Data excerpts:
════════════════════
PR #284, opened 2023-04-06
Model To Header - for "Edit Type"

dwarfyresearch:


include/revng/Pipeline/CLOption.h
```diff
@@ -55,6 +55,11 @@ inline llvm::StringRef typeNameImpl<int>() {
   return "int";
 }
 
+template<>
+inline llvm::StringRef typeNameImpl<uint64_t>() {
+  return "uint64_t";
+}
```
aleclearmind, line 61: Drop "Patch by drblallo"

include/revng/Model/VerifyHelper.h
```diff
@@ -28,6 +28,7 @@ class VerifyHelper {
   std::map<const model::Type *, uint64_t> AlignmentCache;
   std::set<const model::Type *> InProgress;
   bool AssertOnFail = false;
+  mutable std::string ReasonBuffer;
```
aleclearmind, line 31: 1. This is an hack, we should return an `llvm::Error`, but given that this part of the code will eventually also need to report *where* the error happened and report multiple errors, I'm OK with this hack for now.
   Add a TODO about this though.
2. In any case, no `mutable`

aleclearmind (changes requested):

include/revng/Model/VerifyHelper.h
dwarfyresearch: Yeah, I've added a comment and removed `mutable`. Methods should return an `llvm::Error`, but it is not trivial to port whole project to it now - so it can be a future work.

PR #285, opened 2023-04-06
Add opaque function to LLVM test helpers

pfez:
This commits adds an opaque function that can be called by simple LLVM IR snippets used in unit tests.


aleclearmind:
Merged in ca1fd10. Thanks!

PR #290, opened 2023-05-08
NodeJS-support fixups

mrjackv:


aleclearmind:
Merged in fcc0d21. Thanks!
════════════════════
What you should do -> What is wanted is an exact copy of the data.

Task response ->
PR #284, opened 2023-04-06
Model To Header - for "Edit Type"

dwarfyresearch:


include/revng/Pipeline/CLOption.h
```diff
@@ -55,6 +55,11 @@ inline llvm::StringRef typeNameImpl<int>() {
   return "int";
 }
 
+template<>
+inline llvm::StringRef typeNameImpl<uint64_t>() {
+  return "uint64_t";
+}
```
aleclearmind, line 61: Drop "Patch by drblallo"

include/revng/Model/VerifyHelper.h
```diff
@@ -28,6 +28,7 @@ class VerifyHelper {
   std::map<const model::Type *, uint64_t> AlignmentCache;
   std::set<const model::Type *> InProgress;
   bool AssertOnFail = false;
+  mutable std::string ReasonBuffer;
```
aleclearmind, line 31: 1. This is an hack, we should return an `llvm::Error`, but given that this part of the code will eventually also need to report *where* the error happened and report multiple errors, I'm OK with this hack for now.
   Add a TODO about this though.
2. In any case, no `mutable`

aleclearmind (changes requested):

include/revng/Model/VerifyHelper.h
dwarfyresearch: Yeah, I've added a comment and removed `mutable`. Methods should return an `llvm::Error`, but it is not trivial to port whole project to it now - so it can be a future work.

PR #285, opened 2023-04-06
Add opaque function to LLVM test helpers

pfez:
This commits adds an opaque function that can be called by simple LLVM IR snippets used in unit tests.


aleclearmind:
Merged in ca1fd10. Thanks!

PR #290, opened 2023-05-08
NodeJS-support fixups

mrjackv:


aleclearmind:
Merged in fcc0d21. Thanks!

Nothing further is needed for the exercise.